Photo: Devon Achebe, via www.24auto.de
"I had maybe 40 viewers at first," says Achebe, based in Atlanta. "But those 40 people were loyal. They showed up every week. They told their friends. They started requesting tracks, giving me feedback in real time. It was like having a weekly residency where the crowd never left."
Over two years of consistent weekly streams, Achebe built a Twitch community of over 18,000 followers. More importantly, he built a mailing list — something he describes as his most valuable professional asset. "Social platforms can change their algorithm tomorrow and your reach disappears," he says. "But your email list is yours. That's how I announced my first tour, and that's how I sold it out."
His 2024 regional tour — hitting Atlanta, Nashville, Charlotte, and Birmingham — was self-booked, self-promoted, and profitable on its first run. He's now fielding offers from mid-size booking agencies, but he's in no rush. "I want to make sure any partnership serves my audience, not the other way around."
The lesson: Own your audience data. Email lists and direct community platforms are more durable than follower counts. Build the list before you need it.
Zoe Crane: Rave Culture as a Launchpad
Not every success story runs through social media algorithms. Zoe Crane, a Chicago-based DJ and producer specializing in hard techno and industrial club music, built her career almost entirely through the physical underground — the network of regional raves, warehouse parties, and DIY events that pulse beneath the surface of American nightlife.
Photo: Zoe Crane, via people.com
"I wasn't getting TikTok traction because my music is not TikTok music," she says with a laugh. "It's dark, it's aggressive, it's 140 BPM. But there's a community of people who love exactly that, and they're everywhere — Chicago, Detroit, Philly, LA, Denver. You just have to find them."
Crane spent two years playing every underground event she could get on, often for little or no pay, building relationships with promoters, other artists, and the core crowd that shows up to these parties religiously. She documented those experiences on Instagram — not with polished promotional content, but with grainy, authentic footage that captured the energy of the spaces she was playing.
"The underground crowd can smell inauthenticity immediately," she says. "If your Instagram looks like a press kit, they're not interested. If it looks like you actually live in this world, they're in."
By the time Crane released her debut record on a respected Chicago independent label in late 2024, she already had a built-in audience across six cities. The label relationship, when it finally came, was a collaboration between equals rather than an artist-signing dynamic. She retained her masters.
The lesson: Community-first careers are slower but stickier.

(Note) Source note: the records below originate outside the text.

PR #3269, opened 2026-06-19
Update redist persistent

phracek:
Update version 0.0.3

Use proper version in values.schema.json

enable PVC in Helm chart


mgoerens:
Release job failed due to concurrency issues.

I've retried it and the release was now fully successful.

PR #3428, opened 2026-08-25
Add chart 5g-nrf-global 1.260814.10982825 from Samsung

shlee519:
Helm chart certification for 5g-nrf-global version 1.260814.10982825

Partner: Samsung


komish:
ref: CERTOPS-2171

PR #623, opened 2025-01-07
Script to purge all unprocessed messages

kongzii:


scripts/purge_messages.py
```diff
@@ -0,0 +1,33 @@
...
+        input(
+            f"Are you sure you want to purge all {n_messages} messages for agent {keys.bet_from_address}? (y/n): "
+        )
+        != "y"
+    ):
+        return
+
+    popped = 0
+    while fetch_count_unprocessed_transactions(consumer_address=keys.bet_from_address):
+        pop_message(api_keys=keys)
```
gabrielfior, line 27: I would have expected that `fetch_count_unprocessed_transactions` is called only once, yielding N unprocessed transactions. Afterwards, a for loop is created with exactly N, and those are then deleted.
Any reason for continuously sending RPC calls?

kongzii: In case it goes out of sync for some reason. But it's just script to be run "once in a decade", does that really matter?

gabrielfior (approved):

Authenticity within a specific subculture compounds over time into real cultural capital — and eventually, real leverage.
What These Stories Have in Common
Three artists, three cities, three completely different strategies. But zoom out and the shared architecture becomes clear.
None of them waited for permission. None of them chased mainstream validation before establishing a foundation. All three treated their earliest audiences — however small — as genuinely important relationships rather than stepping stones. And all three were ruthlessly consistent, showing up week after week long before the numbers justified the effort.
The music industry in 2025 is genuinely fractured — streaming payouts are still a mess, the festival circuit is increasingly consolidating around a handful of major players, and the algorithm-driven attention economy is exhausting in ways that are hard to overstate. None of that is going away.
But the same fragmentation that makes the old paths harder has also made new paths possible. The tools to record, distribute, stream, and promote music are more accessible than they've ever been. The communities — online and physical — are there, waiting to connect around sounds they love.
The blueprint exists. It just looks different for every artist who writes it.
And honestly? That's kind of the whole point.